早速その遺跡に行きディグアウトを開始する。
ヘヴンから帰ってきてからはサポートが二人に増えた。
ロールちゃんとトロンちゃんだ。何故トロンちゃんがサポートをしているのかわからないので、
データに聞いてみたら『ああ、トロンちゃんはねロックを助けるのに
協力した時お金をいっぱい使っちゃったらしくて
少しでも返してもらいたいから一緒に来てるらしいよ
(本当の事言ってもいいんだけどロックに言ったらどうなるかわかんないしね。
こんなふうに言っておけばロックは納得するでしょ)←<データの心の声>』
と言っていた。
トロンちゃんは家族のティーゼルやボン、それに40人いるコブン君たちはどうしたのだろう。
いまいちサポートをしている理由がわからないけどそんなことはまあいいや。
でも困った事にこの二人、僕が戦闘中だろうと休んでいる時だろうとなんだろうと
無線をきらずによく口喧嘩をしている。しかも大声で。『船頭多いと船山登る』とは
この事だなと実感する。それが嫌で『サポートの順番を決めてくれないかなあ?
ディグアウト中に口喧嘩されると困るんだけど・・・・・』と言ったら二人に
『ロックは黙ってて!!』と言われた。何故こういう時の息はピッタリでサポートの時は
てんでバラバラなのだろうと思う。だがなんにしろ僕の立場は、ない。
そんな事を思っていた矢先にまた口喧嘩が始まる。
目の前にはリ−バードのシャルクルスやホロッコ、更にはマンムーまで迫ってきている。
念のため持ってきたシャイニングレーザーでさっさと倒すが、その間も口喧嘩が続いている。

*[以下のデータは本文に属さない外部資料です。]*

PR #2417, opened 2023-08-13
chore: remove trailing whitespace in EmitLLVM

tobiasgrosser:
This patch should not result in any functional changes, but will reduce the diff of an upcoming PR.


tobiasgrosser:
Thank you. That was fast.

PR #2421, opened 2023-08-15
test: compiling from the interpreter, with common imports

kim-em:
This is a (currently failing) test case to help explain the issue reported at https://github.com/leanprover/lean4/issues/2422.

If this problem is solvable by a change in Lean this PR can become a test case.


semorrison:
This test has been incorporated into the proposed fix at https://github.com/leanprover/lean4/pull/2423.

怒りたいのだが怒ると矛先がこっちに向くし、なによりもう呆れている。
もう無視するしかないと思った。
そう思いながら進んでいくと横にふと気になる小部屋を見つけた。
部屋の中には宝箱があった 中にはかなり古い書物が入っていた。

4話

「かすれててよく読めないな… えっと……『ロックマンXに関するレポートと考察』?
なんだこれ?中には何が書いてあるんだ?……だめだ かすれてて全く読めないや
ん〜わかるのは人型のロボットの図案が書かれている事ぐらいかなあ。
ロックマンって表紙に書いてあるから
オリジナル・ヒト・ユニットの『ロックマンシリーズ』の事かな?
  セラさんやユーナさんに聞けばわかるかな?とりあえず持って帰ろう」
そしていまだ続いている口喧嘩を聞きながらどんどん進んでいき、
遺跡の最深部と思われる所まで来た。
カトルオックス島のように扉はでかく、まわりの壁は白い
そしてお約束(?)といわんばかりに無線は途切れた。
こんな大事な所で口喧嘩が聞こえなくなったのはちょうどいい。
そして僕は扉を開けた。
「なんだ、ここ?今までと違ってまわりが赤い。まさに真紅だ」
そう言いながらロックは部屋の奥にあるカプセルに気がついた。
近寄ろうとするとそのカプセルが開き、
中からオレンジ色のア−マーを着た人型の物体が現れた
顔はいわゆる美形 髪の毛は短く、
まぶしいような金髪でどこかからすきま風でも流れ込んでいるのだろう。
わずかになびいていた。
そしてそれが入っていたカプセルは奥に扉でもあったのか奥へと消えていった。
ロックはそれを見た時、何か言い様のないものを感じた
「あなたですか? 僕、ロック・ヴォルナットをここに呼んだのは」
カプセルから出てきた人型のそれにロックが尋ねた
「…そうだ私だ…ロック・ヴォルナットを呼んだのはこの私だ……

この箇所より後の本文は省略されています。